Свист оборвался. Варабаниха перестала кидаться на Устина Павлыча, он был ближе всех, подчинилась мамкам, которые держали ее за руки. Опять немо шевелились губы, и иные звезды дрожали и катились сейчас по ее впалым ольховым щекам без счету.
Бабы шумели и плакали теперь вместе с Катериной. Дядя Родя, сдвинув надбровные бугры, кому-то грозил и кого-то ласкал горящим взглядом, стучал по столу ладонью, успокаивая народ. Некоторые депутаты Совета помогали ему, призывая к порядку и тишине. А Шуркин батя снова вспомнил телку Умницу, и Олегов отец верещал, отвечая ему:
— Ну, виноват, не отстоял, как староста… Я тебе свою телку отдам, племенную… виноват!
— Спасибо, — рычал батя, — ты, может, еще и ноги мне подаришь? Своих-то я лишился — за кого?
— Не ожидал, Николай Александрыч, этакого попрека! — огорченно развел руками Олегов отец. — А я-то, глупенький, стараюсь, даже о горшочках твоих думаю…
— Вон чем глотку мне хочешь заткнуть?! — затрясся батя.

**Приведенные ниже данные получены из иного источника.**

PR #117, opened 2015-12-28
Support for default fields in operation parameters

arjunrn:
In this PR I have implemented support for defaults for query and body parameters. Support for header parameters is not implemented because headers and not treated as arguments to functions. If this changes in the future then adding the support is not difficult. Finally there is no support for _default_ in individual fields of object types. I think this is not directly related to the parameters it can be implemented in another PR.

### DIFF
--- a/connexion/decorators/parameter.py
+++ b/connexion/decorators/parameter.py
@@ -59,6 +59,8 @@ def parameter_to_arg(parameters, function):
     query_types = {parameter['name']: parameter
                    for parameter in parameters if parameter['in'] == 'query'}  # type: dict[str, str]
     arguments = get_function_arguments(function)
+    default_query_params = {param['name']: param['default'] for param in parameters if param['in'] == 'query'
+                            and 'default' in param}
 
     @functools.wraps(function)
     def wrapper(*args, **kwargs):
@@ -67,6 +69,9 @@ def parameter_to_arg(parameters, function):
         try:
             request_body = flask.request.json
         except exceptions.BadRequest:
+            request_body = None
+
+        if default_body and not request_body:
             request_body = default_body
 
         # Add body parameters
@@ -78,7 +83,7 @@ def parameter_to_arg(parameters, function):
                 kwargs[body_name] = request_body
 
         # Add query parameters
-        for key, value in flask.request.args.items():
+        for key, value in list(flask.request.args.items()) + list(default_query_params.items()):
             if key not in arguments:
                 logger.debug("Query Parameter '%s' not in function arguments", key)
             else:
--- a/connexion/decorators/parameter.py
+++ b/connexion/decorators/parameter.py
@@ -50,11 +50,12 @@ def parameter_to_arg(parameters, function):
     Pass query and body parameters as keyword arguments to handler function.
 
     See (https://github.com/zalando/connexion/issues/59)
-    :type body_schema: dict|None
+    :type parameters: dict|None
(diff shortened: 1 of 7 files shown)


hjacobs:
@arjunrn thanks for the pull request, we will review it :smile:

connexion/decorators/parameter.py
```diff
@@ -50,14 +50,17 @@ def parameter_to_arg(parameters, function):
     Pass query and body parameters as keyword arguments to handler function.
 
     See (https://github.com/zalando/connexion/issues/59)
-    :type body_schema: dict|None
+    :type parameters: dict|None
     :type parameters: dict|None
```
jmcs: This line is repeated

connexion/decorators/parameter.py
```diff
@@ -77,14 +83,14 @@ def wrapper(*args, **kwargs):
                 kwargs[body_name] = request_body
 
         # Add query parameters
-        for key, value in flask.request.args.items():
+        for key, value in list(flask.request.args.items()) + list(default_query_params.items()):
```
jmcs: You can create a set from two `dict_items` with `flask.request.args.items() | default_query_params.items()`.
It would also be cleaner and cleaner if you created a variable before, for example, `query_parameters = flask.request.args.items() | default_query_params.items()`

connexion/decorators/parameter.py
```diff
@@ -77,14 +83,14 @@ def wrapper(*args, **kwargs):
...
             if key not in arguments:
                 logger.debug("Query Parameter '%s' not in function arguments", key)
             else:
                 logger.debug("Query Parameter '%s' in function arguments", key)
                 query_param = query_types[key]
                 logger.debug('%s is a %s', key, query_param)
-                kwargs[key] = get_val_from_param(value, query_param)
+                kwargs[key] = get_val_from_param(value, query_param) or query_param.get('default')
```
jmcs: If the value is "falsy" (like `0`) it would be replaced with the default value.

connexion/decorators/parameter.py
arjunrn: Fixed this.

connexion/decorators/parameter.py
arjunrn: When I looked at it more closely I saw there is a problem with which value is used. I have fixed this issue by using a python `dict` and then `update()`ing it. Seemed a better solution on the whole.

connexion/decorators/parameter.py
arjunrn: Fixed this issue and added a test for it.

hjacobs:
Released in https://github.com/zalando/connexion/releases/tag/1.0.31

@arjunrn cool, I changed my example to use the default param, see https://github.com/hjacobs/connexion-example

pkjg:
In my case, the default values dont work. Here is swagger code snippet

```
 parameters:
        - name: limit
          in: query
          description: some description
          required: false
          type: integer
          format: int32
          default: 10
```

in the controller, the **request.args** gets **None** if no value is given while calling the endpoint.

rafaelcaricio:
@pkjg `required: false` change to `required: true` and it should work fine.

pkjg:
@rafaelcaricio Thanks for the quick response. I thought whats "required" doesn't need default value. The value must come with request. 
on the other hand, whats optional should have some default value if not provided in the request. Curious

В шум ввязался Матвей Сибиряк, фронтовик — отпускник, сказал Быкову спокойно, негромко:
— Попользовался моим наделом, хватит. Верни ее обратно, землю. Какая она купленная, проданная, прижал меня тогда!.. Добром не отдашь — возьму силой.
Тут и Егор Михайлович напомнил Шестипалому улыбчато — жестко:
— Андрей, сосед, и тебя, дуй те горой, касается. Забыл мои полдуши?
Бондарь не откликнулся, притворился, должно, что не слышит. А Быков, смеясь, сердясь, оглядывался, ища защиты.
— Евсей Борисыч, хоть ты заступись! — крикнул он. — Ты же знаешь меня, дорогуля, я никогдашеньки не жалею добра!
Подбежав к столу, Устин Павлыч молил пастуха, кланялся ему, звал на поддержку. Тот, задумавшись, оглохнув от крика, не отвечал и глядел на лавочника обычно, как на пустое место. Потом, очнувшись, разобрав, что ему говорят, о чем просят, будто расстроился. Меховое, светлое лицо его покраснело, сморщилось, стало колючим. Там, на лице, проступило открыто презрение и отвращение, хуже ненависти: Евсей зажмурился и сильно плюнул себе под ноги.
Устин Павлыч отскочил, точно плевок достал его, попал в лицо, в серебристые очки. Он схватился за носовой платок.
В избе, за столом, в окнах кто фыркнул, понимая, одобряя пастуха, кто прикинулся, что ничего не заметил. А Сморчок, урча, отвернулся и долго еще краснел и растревоженно морщился, жмурился, точно ему было и противно и неудобно. Шестипалый давно потрясал над головой Вани Духа обоими кулачищами, что дубинами, — того и гляди, собьет картуз с лаковым козырьком, и приезжий из уезда, спасая Тихонова, принялся неловко разнимать, тихонько уговаривать.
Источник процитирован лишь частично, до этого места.